[PROBLEM TO WORK ON]
If a line in the data below holds the word "automatically", copy it.

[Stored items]
****
PR #1552, opened 2020-02-16
Add force subsample argument to JPEG save

Elad-Laufer:
If Q >= 90 then subsampling is disabled, this argument forces it


jcupitt:
Hello @Elad-Laufer,

We already have `no-subsample` and `Q`. Perhaps we should deprecate `no-subsample` and have a three way switch: force on, force off, automatic (set by Q), with auto as the default.

lovell:
If there's a plan to offer more fine-grained control over subsampling, perhaps we should consider allowing 4:2:2 as well as 4:4:4 ("no-subsample") and 4:2:0 ("force-subsample")?

jcupitt:
I looked into this when we added `jpeg-chroma-subsample` to jpegload: the only two supported settings for JPEG are 4:4:4 (no subsampling) and 4:2:0 (subsample both Cb and Cr by 2). It's very confusing :(

http://poynton.ca/PDFs/Chroma_subsampling_notation.pdf

jcupitt:
(or that's my understanding from that useful PDF)

lovell:
@jcupitt Thanks for the info, no worries, let's keep this as simple as possible.

libvips/foreign/jpegsave.c
```diff
@@ -194,6 +198,13 @@ vips_foreign_save_jpeg_class_init( VipsForeignSaveJpegClass *class )
 		G_STRUCT_OFFSET( VipsForeignSaveJpeg, quant_table ),
 		0, 8, 0 );
 
+    VIPS_ARG_ENUM( class, "subsample_mode", 19,
+            _( "Subsample mode" ),
+            _( "Select chroma subsample operation mode" ),
+            VIPS_ARGUMENT_OPTIONAL_INPUT,
+            G_STRUCT_OFFSET( VipsForeignSaveJpeg, subsample_mode ),
+            VIPS_TYPE_FOREIGN_JPEG_SUBSAMPLE,
+            VIPS_FOREIGN_JPEG_SUBSAMPLE_AUTO );
```
jcupitt: I think we should tag `no_subsample` as deprecated. That'll hide it from APIs and docs, but it'll still work from old code.

libvips/foreign/jpegsave.c
```diff
@@ -230,7 +241,7 @@ vips_foreign_save_jpeg_target_build( VipsObject *object )
 		jpeg->Q, jpeg->profile, jpeg->optimize_coding, 
 		jpeg->interlace, save->strip, jpeg->no_subsample,
```
jcupitt: Let's not pass no_subsample. Instead, a little higher up, have something like:

```C
if arg-set("no_subsample") && !arg_set("subsample_mode")
  subsample_mode = no_subsample ? OFF : ON
```

ie. old code using the `no_subsample` arg is able to set the default for the new `subsample_mode` value.

libvips/foreign/jpegsave.c
```diff
@@ -297,7 +307,7 @@ vips_foreign_save_jpeg_file_build( VipsObject *object )
...
```
jcupitt: Again, remove `no_subsample`.

libvips/foreign/jpegsave.c
```diff
@@ -367,7 +377,7 @@ vips_foreign_save_jpeg_buffer_build( VipsObject *object )
...
```
jcupitt: Remove 'no_subsample`.

libvips/foreign/jpegsave.c
```diff
@@ -440,7 +450,7 @@ vips_foreign_save_jpeg_mime_build( VipsObject *object )
...
```
jcupitt: Remove.

libvips/foreign/pforeign.h
```diff
@@ -166,7 +166,7 @@ int vips__jpeg_write_target( VipsImage *in, VipsTarget *target,
 	gboolean optimize_coding, gboolean progressive, gboolean strip,
 	gboolean no_subsample, gboolean trellis_quant,
```
jcupitt: Oh heh and again.

libvips/foreign/vips2jpeg.c
```diff
@@ -627,17 +628,24 @@ write_vips( Write *write, int qfac, const char *profile,
...
-	 */
-	if( no_subsample ||
-		qfac >= 90 ) { 
-		int i;
-
-		for( i = 0; i < in->Bands; i++ ) { 
-			write->cinfo.comp_info[i].h_samp_factor = 1;
-			write->cinfo.comp_info[i].v_samp_factor = 1;
-		}
+	switch (subsample_mode) {
```
jcupitt: libvips indentation style is K&R, so:

```C
switch( subsample_mode ) {
case VIPS_...ON:
        break;
```

ie. hard tabs set to 8, 80 char line length.

libvips/foreign/vips2jpeg.c
```diff
@@ -627,17 +628,24 @@ write_vips( Write *write, int qfac, const char *profile,
...
+        case VIPS_FOREIGN_JPEG_SUBSAMPLE_ON:
+            break;
+        case VIPS_FOREIGN_JPEG_SUBSAMPLE_AUTO:
+            /* Turn off chroma subsampling. Follow IM and do it automatically for
+            * high Q.
```
jcupitt: Asterisks should line up.

```C
/* Like 
 * this.
 */
```

libvips/foreign/vips2jpeg.c
```diff
@@ -627,17 +628,24 @@ write_vips( Write *write, int qfac, const char *profile,
...
+            */
+            if( qfac < 90 ) {
+                break;
+            }
+        case VIPS_FOREIGN_JPEG_SUBSAMPLE_OFF:
+        default: {
```
jcupitt: Newline before `{`, like a func definition, and `for` formatted as:

```C
for( i = 0; i < xxx; i++ ) { 
```

libvips/foreign/vips2jpeg.c
```diff
@@ -797,12 +806,18 @@ vips__jpeg_write_target( VipsImage *in, VipsTarget *target,
 	 */
         target_dest( &write->cinfo, target );
 
+    /* Retain old behavior for now
+     */
+    if( no_subsample ) {
+        subsample_mode = VIPS_FOREIGN_JPEG_SUBSAMPLE_OFF;
+    }
+
```
jcupitt: This `if()` can go if we have the extra logic in `_build()`.

test/test-suite/test_foreign.py
```diff
@@ -254,6 +254,27 @@ def jpeg_valid(im):
             # format area at the end
             assert y.startswith("hello world")
 
+    @skip_if_no("jpegload")
+    def test_jpegsave(self):
+        im = pyvips.Image.new_from_file(JPEG_FILE)
+
+        # higher Q should mean a bigger buffer
+        q10 = im.jpegsave_buffer(Q=10)
+        q10_subsample_off = im.jpegsave_buffer(Q=10, subsample_mode=2)
```
jcupitt: I would use the string value here, ie. `"off"`.

test/test-suite/test_foreign.py
```diff
@@ -254,6 +254,27 @@ def jpeg_valid(im):
...
+        q10_subsample_no = im.jpegsave_buffer(Q=10, no_subsample=1)
```
jcupitt: I don't think we should have deprecated API being tested in the test suite, let's remove this.

Same for the case below. Just test `on`, `off`, `auto`.

libvips/foreign/vips2jpeg.c
Elad-Laufer: done

libvips/foreign/vips2jpeg.c
Elad-Laufer: done

libvips/foreign/vips2jpeg.c
Elad-Laufer: done

test/test-suite/test_foreign.py
Elad-Laufer: done

test/test-suite/test_foreign.py
Elad-Laufer: done

libvips/foreign/jpegsave.c
Elad-Laufer: done

libvips/foreign/jpegsave.c
Elad-Laufer: Should I add the check to each `_build(...)` function? currently I only check once at `vips__jpeg_write_target(...)`.

Is there a way to perform the check in single point without code duplication?

jcupitt: Yes, add a build method to the base class for jpegsave and do the test after chaining up.

jcupitt: tiffsave has something a little like this:

https://github.com/libvips/libvips/blob/master/libvips/foreign/tiffsave.c#L153

A `_build` method on the base class and use of `isset` to set defaults.

libvips/foreign/vips2jpeg.c
Elad-Laufer: done

libvips/foreign/jpegsave.c
Elad-Laufer: done

libvips/foreign/jpegsave.c
Elad-Laufer: done

libvips/foreign/jpegsave.c
Elad-Laufer: done

libvips/foreign/jpegsave.c
Elad-Laufer: done

libvips/foreign/pforeign.h
Elad-Laufer: done

jcupitt:
I revised the formatting slightly and added some docs.

PR #1564, opened 2020-02-29
deprecate unused option --delete

UweOhse:
This patch assumes that the --delete option of vipsthumbnail has been ignored by intend. If that's the case it should be hidden, to not cost someone else an hour.


jcupitt:
Oh dear, I'm very sorry you wasted time on this. Looking back, it seems that the "delete" option was removed when thumbnail became a vips operation (rather than a separate program), and that was back in 2016.

I think the current recommended equivalent would be:

```
vipsthumbnail something.jpg -o x.jpg[profile=none]
```

I'll have a look at the related docs.

Thank you for fixing this!

PR #1566, opened 2020-03-04
autogen.sh: Honor NOCONFIGURE

jtojnar:
Linux distros will usually want to run configure separately so the script should respect their wishes. See also https://people.gnome.org/~walters/docs/build-api.txt


jcupitt:
Oh, interesting, I'd not come across that. Thanks!

PR #1590, opened 2020-03-24
Use g_get_num_processors() when GLib >= 2.48.1

kleisauke:
Also backport the patch from https://bugzilla.gnome.org/show_bug.cgi?id=748530

### DIFF
--- a/libvips/iofuncs/threadpool.c
+++ b/libvips/iofuncs/threadpool.c
@@ -382,7 +382,7 @@ get_num_processors( void )
 		/* Prefer affinity-based result, if available 
 		 */
 		if( af_count > 0 )
-			nproc = count;
+			nproc = af_count;
 	}
 }
 #endif /*OS_WIN32*/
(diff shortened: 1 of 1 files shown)


libvips/iofuncs/threadpool.c
```diff
@@ -355,24 +362,33 @@ get_num_processors( void )
...
+		for( af_count = 0; process_cpus != 0; process_cpus >>= 1 )
 			if( process_cpus & 1 )
-				count++;
+				af_count++;
 
-		if( count > 0 )
+		/* Prefer affinity-based result, if available 
+		 */
+		if( af_count > 0 )
 			nproc = count;
```
lovell: Does this line need to be changed too?
```diff
- nproc = count;
+ nproc = af_count;
```

kleisauke: Yes, it had to be changed too. Fixed with https://github.com/libvips/libvips/pull/1590/commits/ceacd0bab9296f02d79c3ec07f8e6fcb8ff383f9.

Thanks!

jcupitt:
Nice job!

Issue #1575, opened 2020-03-13
GIO dependency is through libRSVG


charmander:
When building with `--without-rsvg` (and without everything else), linking fails on GIO functions, e.g. https://github.com/libvips/libvips/blob/764b196d50ebc4b12d9b1a6b1fcb521d447eb2a7/libvips/iofuncs/ginputsource.c#L201

I’m not familiar enough with Autotools to know whether this is a correct fix, but I added it to configure.ac here:

```autoconf
PKG_CHECK_MODULES(REQUIRED, glib-2.0 >= 2.6 gmodule-2.0 gobject-2.0 gio-2.0)
PACKAGES_USED="$PACKAGES_USED glib-2.0 gmodule-2.0 gobject-2.0 gio-2.0"
```

Sorry for not making sure exactly which optional library exclusions are required or listing the exact functions – rebuilding takes a while on my device.

jcupitt:
That's odd, it's supposed to test for GIO and disable rsvg if it's not available. I'll have a look.

jcupitt:
OK, I think that fixes it. Thanks!

lovell:
libvips _is_ dependent on gio (e.g. `g_input_stream_get_type`) independently of librsvg so I think the original suggestion to modify `PKG_CHECK_MODULES` is correct. Happy to create a PR for this if you agree John.

jcupitt:
I think it's guarded by `HAVE_GIO`, but I've not actually tried building without gio :( It would actually be tricky to test.

gio is glib 2.15 and later, so perhaps we should bump the minimum version of glib to 2.15 as well. We could remove a few other ifdefs too, which would be a useful cleanup.

lovell:
Thanks John, there's an example build failure at https://travis-ci.org/github/google/oss-fuzz/jobs/665815922 that might help demonstrate.

jcupitt:
`vips.pc` has `gio-2.0` in `Requires.private`, so I think that ought to work. Is that link line not being generated by `pkg-config`?

I'm still completely confused about the differences between `Libs`, `Requires`, `Requires.private` and `Libs.private` :( I think this is the issue that led to the current state:

https://github.com/libvips/libvips/issues/196

lovell:
The `vips.pc` file appears to correctly include `gio-2.0` in `Requires.private`.

[...]

PR #1596, opened 2020-03-26
Increase minimum glib-2.0 dependency to v2.15 (released March 2012)

lovell:
As discussed in https://github.com/libvips/libvips/issues/1575

This change ensures that gio will always be available and can therefore be added to the list of dependencies.

It fixes a link-time error on the current master branch when building without any transitive dependency on gio e.g.:

```sh
./configure --without-rsvg --without-gsf --without-magick --without-heif --without-orc --without-OpenEXR --without-lcms --without-pangoft2 --without-imagequant --enable-introspection=no 
```


jcupitt:
LGTM! This is a nice simplification.

PR #1597, opened 2020-03-27
allow null image as source for assignment and copy constructor

### LINKED ISSUE #1595: Overzealous tests in VImage constructor and assignment operator ?
The following snippets will always fail:

```cpp
vips::VImage i1;
vips::VImage i2( i1 ); // fails here
```

```cpp
vips::VImage i1;
vips::VImage i2
i1 = i2; // fails here
```

from what I can gather, the culprits are, respectively, [this assert](https://github.com/libvips/libvips/blob/master/cplusplus/include/vips/VImage8.h#L101) and [this assert](https://github.com/libvips/libvips/blob/master/cplusplus/include/vips/VImage8.h#L125) if glib asserts are on and [this referencing](https://github.com/libvips/libvips/blob/master/cplusplus/include/vips/VImage8.h#L108) and [this referencing](https://github.com/libvips/libvips/blob/master/cplusplus/include/vips/VImage8.h#L132) if they are off.

Is there a reason not to accept NULL vobject in right-hand operands while allowing it at construction?

For the little story, I'm testing my implementation of vips under heavy load and came by these lines of code (I seem to have an unrelated issue but thought the behavior highlighted by the snippets was probably not intended).

jaubourg:
This fixes #1595.

I tested it didn't break anything in my own environment but I was unable to locate unit tests related to VImage in the libvips repo (maybe I just missed them) so I'm deferring to Travis here ;)

### DIFF
--- a/cplusplus/include/vips/VImage8.h
+++ b/cplusplus/include/vips/VImage8.h
@@ -81,7 +81,7 @@ public:
 		}
 #endif /*VIPS_DEBUG_VERBOSE*/
 
-		if( !steal ) {
+		if( !steal && vobject ) {
 #ifdef VIPS_DEBUG_VERBOSE
 			printf( "   reffing object\n" ); 
 #endif /*VIPS_DEBUG_VERBOSE*/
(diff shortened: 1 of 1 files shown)


jcupitt:
There are no unit tests for vimage run as standard, unfortunately. There are some tests in cplusplus/examples and they pass. 

Anyway, thanks for this!

PR #1627, opened 2020-04-27
Ensure vips__temp_name creates unique filenames

kleisauke:
There was a possible chance that `vips__temp_name` could generate the same filename twice if it is called concurrently.

This PR ensures that the serial increment is an atomic operation, similar to #1211.


jcupitt:
It could still collide across processes, I suppose, but sure, why not!

Issue #709, opened 2017-08-10
vips_thumbnail: Prefer width over height or vice versa


kleisauke:
I like to see a (optional) `prefer` option in `vips_thumbnail` which can be set to a new enum (let's call it `VIPS_PREFER_WIDTH` or `VIPS_PREFER_HEIGHT` for example).

Use case scenario:
To prevent reduction or enlargement in the horizontal axis, I'm setting the target resize width to `VIPS_MAX_COORD` (which is currently `10000000`), when a user only have specified a fixed height. I'm doing vice versa for the target resize height (so setting it to `VIPS_MAX_COORD` when a fixed width is specified). This feels somewhat hackish.

Example which currently fails due to reduction in the vertical axis (the dimensions of the input JPEG-file are 1600x622):
https://gist.github.com/kleisauke/8e090b4f83679cd536cd3bc7aebe60a2
```bash
thumbnail width = 499
expected width = 500
thumbnail height = 194
expected height = 194
```

This is fixable if we change the script to this:
https://gist.github.com/kleisauke/a7df1817fa7ed8f01a627a7eccd342c4
```bash
thumbnail width = 500
expected width = 500
thumbnail height = 194
expected height = 194
```

When a `prefer` option is in `vips_thumbnail` we can do:
https://gist.github.com/kleisauke/1dc424dfdf1b2b65192be4189a4c6364

janko-m:
It would be nice if omitting one dimension would automatically resize just by the other dimension, rather than the dimension default being a square. That would be ideal because it would be more useful, as it's easy to specify square dimensions explicitly, though I know it would bring backwards incompatibility.

In the `image_processing` gem I'm using this code: https://github.com/GustavoCaso/image_processing/blob/c27afdf10ec2a38889de2d4e0124d24a622ea018/lib/image_processing/vips/processor.rb#L65-L78

jcupitt:
The official way to handle this is to default the unspecified dimension to infinity, so I think I'd write it as something like:

```ruby
      def infer_dimensions((width, height), (current_width, current_height))
        raise Error, "either width or height must be specified" unless width || height

        # or what libvips uses as +inf anyway
        infinity = 10000000

        width = width.nil? ? infinity : width
        height = height.nil? ? infinity : height

        [width, height]
      end
```

Perhaps the `VIPS_MAX_COORD` constant should be defined by ruby-vips to stop this magic number spreading.

janko-m:
[...]

PR #1639, opened 2020-05-03
Default height to VIPS_MAX_COORD for vips_thumbnail

kleisauke:
This to prevent reduction in the vertical axis when the height is omitted. Marked this PR as draft since it changes the behavior of `vips_thumbnail` into a resize based on a specific axis (which is more common, I think) instead than a resize based on a square bounding box.

This PR resolves (partially) #709, but a better way to address that issue is to make `width` an optional parameter. This allows users to do this, for example:
```c
// Resize to a width of 200 pixels, no matter what the height of the input image is
if( vips_thumbnail( filename, &image,
	"width", 200,
	NULL ) )
	return( -1 );

// Resize to a height of 200 pixels, no matter what the width of the input image is
if( vips_thumbnail( filename, &image,
	"height", 200, 
	NULL ) )
	return( -1 );

// Identity transform
if( vips_thumbnail( filename, &image, NULL ) )
	return( -1 );
```

Instead of the current behavior:
```c
// Resize to a width of 200 pixels, no matter what the height of the input image is
if( vips_thumbnail( filename, &image, 200,
	"height", VIPS_MAX_COORD,
	NULL ) )
	return( -1 );

// Resize to a height of 200 pixels, no matter what the width of the input image is
if( vips_thumbnail( filename, &image, VIPS_MAX_COORD,
	"height", 200,
	NULL ) )
	return( -1 );

// Identity transform
if( vips_thumbnail( filename, &image, VIPS_MAX_COORD,
	"height", VIPS_MAX_COORD, 
	"size", VIPS_SIZE_DOWN,
	NULL ) )
	return( -1 );
```

This PR resolves kleisauke/net-vips#71 when merged.

### DIFF
--- a/libvips/resample/thumbnail.c
+++ b/libvips/resample/thumbnail.c
@@ -28,6 +28,8 @@
  * 	- smarter heif thumbnail selection
  * 12/10/19
  * 	- add thumbnail_source
+ * 3/5/20 kleisauke
+ *	- prevent reduction in the vertical axis when the height is omitted
  */
 
 /*
@@ -560,9 +562,6 @@ vips_thumbnail_build( VipsObject *object )
 	if( vips_object_argument_isset( object, "no_rotate" ) ) 
 		thumbnail->auto_rotate = !thumbnail->no_rotate;
 
-	if( !vips_object_argument_isset( object, "height" ) )
-		thumbnail->height = thumbnail->width;
-
 	/* Open and do any pre-shrinking.
 	 */
 	if( !(t[0] = vips_thumbnail_open( thumbnail )) )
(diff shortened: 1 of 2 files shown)


jcupitt:
I'm not sure, this seems like quite a large behaviour change :-( It's likely to break a lot of downstream code.

How about adding a new operation with the new behaviour? `thumbnail_axis` perhaps?

kleisauke:
I'm also a little worried about this behavior/compatibility change. I created this PR mainly for reference purposes. I'll add the `VIPS_MAX_COORD` constant to NetVips instead.

A new `thumbnail_axis` function might be a little odd if it only sets the `thumbnail->height` here
https://github.com/libvips/libvips/blob/54bfa23025397b10e7fede996518e9268521c41e/libvips/resample/thumbnail.c#L563-L564
to `VIPS_MAX_COORD` instead. A new declaration which makes the `width` and `height` optional, for e.g.:
```c 
int
vips_thumbnail_axis( const char *filename, VipsImage **out, ... )
```

Is better, but having 2 functions that can do exactly the same thing is a bit weird.

Anyways, feel free to label this PR as [`snoozing`](https://github.com/libvips/libvips/labels/snoozing). :smile:

jcupitt:
Yes, it would be odd :( Really we'd want to replace all the `vips_thumbnail*()` functions with your proposed new API, but we'd need to do it under a new name to avoid breakage.

`vips_thumbnail2()`? `vips_load_and_resize()`? They all seem ugly :(

jaceppo (approved):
****
[EXERCISE OUTPUT]
+            /* Turn off chroma subsampling. Follow IM and do it automatically for
It would be nice if omitting one dimension would automatically resize just by the other dimension, rather than the dimension default being a square. That would be ideal because it would be more useful, as it's easy to specify square dimensions explicitly, though I know it would bring backwards incompatibility.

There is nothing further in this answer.